*** Opening DATA SUPPLIED ***

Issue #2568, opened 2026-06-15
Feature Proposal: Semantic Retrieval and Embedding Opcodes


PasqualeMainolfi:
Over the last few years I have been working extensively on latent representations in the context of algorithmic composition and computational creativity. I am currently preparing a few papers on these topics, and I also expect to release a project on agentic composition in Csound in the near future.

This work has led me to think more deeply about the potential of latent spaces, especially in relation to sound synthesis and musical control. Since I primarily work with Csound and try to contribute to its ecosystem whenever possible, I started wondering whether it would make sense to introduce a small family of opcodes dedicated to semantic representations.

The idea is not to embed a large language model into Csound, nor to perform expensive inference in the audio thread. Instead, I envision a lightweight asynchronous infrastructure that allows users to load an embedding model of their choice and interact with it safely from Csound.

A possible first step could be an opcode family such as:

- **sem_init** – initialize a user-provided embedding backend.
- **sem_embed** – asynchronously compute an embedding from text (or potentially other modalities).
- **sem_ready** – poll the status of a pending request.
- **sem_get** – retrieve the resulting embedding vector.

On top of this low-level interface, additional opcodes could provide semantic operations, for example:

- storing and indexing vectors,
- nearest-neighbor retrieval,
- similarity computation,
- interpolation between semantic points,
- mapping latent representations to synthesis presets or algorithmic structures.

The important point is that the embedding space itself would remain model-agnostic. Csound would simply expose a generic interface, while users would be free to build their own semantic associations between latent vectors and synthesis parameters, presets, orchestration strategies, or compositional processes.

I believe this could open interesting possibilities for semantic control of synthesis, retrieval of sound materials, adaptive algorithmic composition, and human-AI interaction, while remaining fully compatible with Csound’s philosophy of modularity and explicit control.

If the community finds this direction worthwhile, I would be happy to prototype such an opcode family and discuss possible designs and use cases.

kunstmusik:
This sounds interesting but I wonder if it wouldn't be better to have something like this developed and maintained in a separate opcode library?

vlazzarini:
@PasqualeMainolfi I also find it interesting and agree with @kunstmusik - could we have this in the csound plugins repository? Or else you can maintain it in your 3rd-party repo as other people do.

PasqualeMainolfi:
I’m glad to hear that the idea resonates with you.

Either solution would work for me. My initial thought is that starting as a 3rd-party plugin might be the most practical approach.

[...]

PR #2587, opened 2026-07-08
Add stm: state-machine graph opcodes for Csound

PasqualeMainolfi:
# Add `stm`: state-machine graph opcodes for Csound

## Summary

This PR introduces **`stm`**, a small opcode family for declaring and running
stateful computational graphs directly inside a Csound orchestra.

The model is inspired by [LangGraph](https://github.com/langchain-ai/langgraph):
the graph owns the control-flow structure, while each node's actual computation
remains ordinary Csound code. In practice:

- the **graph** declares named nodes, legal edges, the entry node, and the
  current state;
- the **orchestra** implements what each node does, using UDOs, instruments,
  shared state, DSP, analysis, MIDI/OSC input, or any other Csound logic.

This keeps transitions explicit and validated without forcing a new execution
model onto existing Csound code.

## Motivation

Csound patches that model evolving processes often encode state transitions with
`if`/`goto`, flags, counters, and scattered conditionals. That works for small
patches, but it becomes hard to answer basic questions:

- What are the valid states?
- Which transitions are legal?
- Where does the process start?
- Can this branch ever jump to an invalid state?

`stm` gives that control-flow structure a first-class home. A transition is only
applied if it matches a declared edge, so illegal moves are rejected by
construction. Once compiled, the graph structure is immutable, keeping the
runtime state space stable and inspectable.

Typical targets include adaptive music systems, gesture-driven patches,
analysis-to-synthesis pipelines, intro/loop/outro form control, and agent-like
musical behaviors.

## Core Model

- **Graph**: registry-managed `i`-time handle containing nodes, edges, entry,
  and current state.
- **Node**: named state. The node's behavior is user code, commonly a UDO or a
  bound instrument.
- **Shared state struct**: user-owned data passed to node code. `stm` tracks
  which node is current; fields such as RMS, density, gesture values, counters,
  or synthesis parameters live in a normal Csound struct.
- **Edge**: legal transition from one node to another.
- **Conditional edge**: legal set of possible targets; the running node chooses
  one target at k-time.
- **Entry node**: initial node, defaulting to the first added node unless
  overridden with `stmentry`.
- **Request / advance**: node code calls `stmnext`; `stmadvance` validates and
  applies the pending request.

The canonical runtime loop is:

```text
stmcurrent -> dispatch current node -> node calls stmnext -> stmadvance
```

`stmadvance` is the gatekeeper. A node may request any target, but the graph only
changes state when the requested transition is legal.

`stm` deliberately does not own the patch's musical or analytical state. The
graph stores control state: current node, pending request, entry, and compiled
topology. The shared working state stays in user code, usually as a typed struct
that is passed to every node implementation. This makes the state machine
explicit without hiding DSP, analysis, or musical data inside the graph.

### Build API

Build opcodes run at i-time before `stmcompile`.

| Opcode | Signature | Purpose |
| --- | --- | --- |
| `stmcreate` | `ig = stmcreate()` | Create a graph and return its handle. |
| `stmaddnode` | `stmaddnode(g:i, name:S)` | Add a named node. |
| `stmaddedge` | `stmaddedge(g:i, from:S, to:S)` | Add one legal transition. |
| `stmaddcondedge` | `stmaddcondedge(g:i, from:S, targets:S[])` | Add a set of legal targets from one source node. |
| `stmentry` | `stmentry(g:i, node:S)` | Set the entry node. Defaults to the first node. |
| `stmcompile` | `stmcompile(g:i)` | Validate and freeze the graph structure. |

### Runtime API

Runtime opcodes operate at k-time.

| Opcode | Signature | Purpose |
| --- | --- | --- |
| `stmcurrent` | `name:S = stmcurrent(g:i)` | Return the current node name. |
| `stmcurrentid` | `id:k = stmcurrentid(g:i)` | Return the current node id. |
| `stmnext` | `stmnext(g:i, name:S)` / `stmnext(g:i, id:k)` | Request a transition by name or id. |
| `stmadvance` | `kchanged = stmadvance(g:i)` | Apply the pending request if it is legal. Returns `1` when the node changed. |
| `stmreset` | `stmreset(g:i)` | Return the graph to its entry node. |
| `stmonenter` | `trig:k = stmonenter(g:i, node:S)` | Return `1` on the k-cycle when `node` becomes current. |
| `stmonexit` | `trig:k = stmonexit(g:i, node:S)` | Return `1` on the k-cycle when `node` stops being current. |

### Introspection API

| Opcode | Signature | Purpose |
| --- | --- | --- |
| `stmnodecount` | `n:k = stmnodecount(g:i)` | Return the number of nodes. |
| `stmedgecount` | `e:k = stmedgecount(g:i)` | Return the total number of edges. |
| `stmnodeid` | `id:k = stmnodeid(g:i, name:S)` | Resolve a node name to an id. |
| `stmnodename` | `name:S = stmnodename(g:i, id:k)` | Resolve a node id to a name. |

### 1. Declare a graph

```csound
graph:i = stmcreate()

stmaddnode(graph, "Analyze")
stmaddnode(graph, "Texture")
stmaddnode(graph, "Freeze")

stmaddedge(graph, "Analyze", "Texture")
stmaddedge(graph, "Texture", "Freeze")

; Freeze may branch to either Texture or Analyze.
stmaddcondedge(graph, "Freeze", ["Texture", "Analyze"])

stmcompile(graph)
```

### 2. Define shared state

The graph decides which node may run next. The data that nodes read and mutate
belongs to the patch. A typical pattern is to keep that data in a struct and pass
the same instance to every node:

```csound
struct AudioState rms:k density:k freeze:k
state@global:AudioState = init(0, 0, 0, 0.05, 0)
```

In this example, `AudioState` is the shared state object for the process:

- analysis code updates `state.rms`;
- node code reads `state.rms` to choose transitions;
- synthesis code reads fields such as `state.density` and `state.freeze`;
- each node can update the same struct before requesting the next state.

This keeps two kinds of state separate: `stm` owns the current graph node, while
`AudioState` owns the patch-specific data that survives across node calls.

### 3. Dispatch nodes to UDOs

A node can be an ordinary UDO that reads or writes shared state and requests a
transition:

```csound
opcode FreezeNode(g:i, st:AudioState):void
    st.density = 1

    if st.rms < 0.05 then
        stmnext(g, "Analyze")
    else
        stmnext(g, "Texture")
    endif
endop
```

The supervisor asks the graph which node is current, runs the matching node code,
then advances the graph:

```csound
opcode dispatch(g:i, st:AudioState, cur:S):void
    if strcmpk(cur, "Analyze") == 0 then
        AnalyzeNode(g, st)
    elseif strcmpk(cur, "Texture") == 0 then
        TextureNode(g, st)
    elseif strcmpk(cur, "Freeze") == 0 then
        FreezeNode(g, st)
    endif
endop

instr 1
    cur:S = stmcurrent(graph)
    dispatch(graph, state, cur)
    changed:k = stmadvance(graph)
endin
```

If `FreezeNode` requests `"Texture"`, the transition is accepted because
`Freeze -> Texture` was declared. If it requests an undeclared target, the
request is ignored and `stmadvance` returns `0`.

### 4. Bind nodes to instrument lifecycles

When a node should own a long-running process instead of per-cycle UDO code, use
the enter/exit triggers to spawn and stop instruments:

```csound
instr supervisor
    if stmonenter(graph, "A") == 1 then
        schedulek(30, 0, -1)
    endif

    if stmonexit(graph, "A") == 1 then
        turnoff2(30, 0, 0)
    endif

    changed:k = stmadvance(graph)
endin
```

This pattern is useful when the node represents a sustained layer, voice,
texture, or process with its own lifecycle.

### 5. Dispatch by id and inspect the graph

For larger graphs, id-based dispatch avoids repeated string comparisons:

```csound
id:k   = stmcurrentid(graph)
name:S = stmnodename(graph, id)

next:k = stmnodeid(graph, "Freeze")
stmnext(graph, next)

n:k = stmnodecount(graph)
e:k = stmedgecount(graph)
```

*** Closing DATA SUPPLIED ***

▶ THE TASK
Write out exactly the lines that fall from the line with "The canonical runtime" to the line with "that is passed" in the records above, keeping both ends.

▶ TASK SOLUTION
The canonical runtime loop is:

```text
stmcurrent -> dispatch current node -> node calls stmnext -> stmadvance
```

`stmadvance` is the gatekeeper. A node may request any target, but the graph only
changes state when the requested transition is legal.

`stm` deliberately does not own the patch's musical or analytical state. The
graph stores control state: current node, pending request, entry, and compiled
topology. The shared working state stays in user code, usually as a typed struct
that is passed to every node implementation. This makes the state machine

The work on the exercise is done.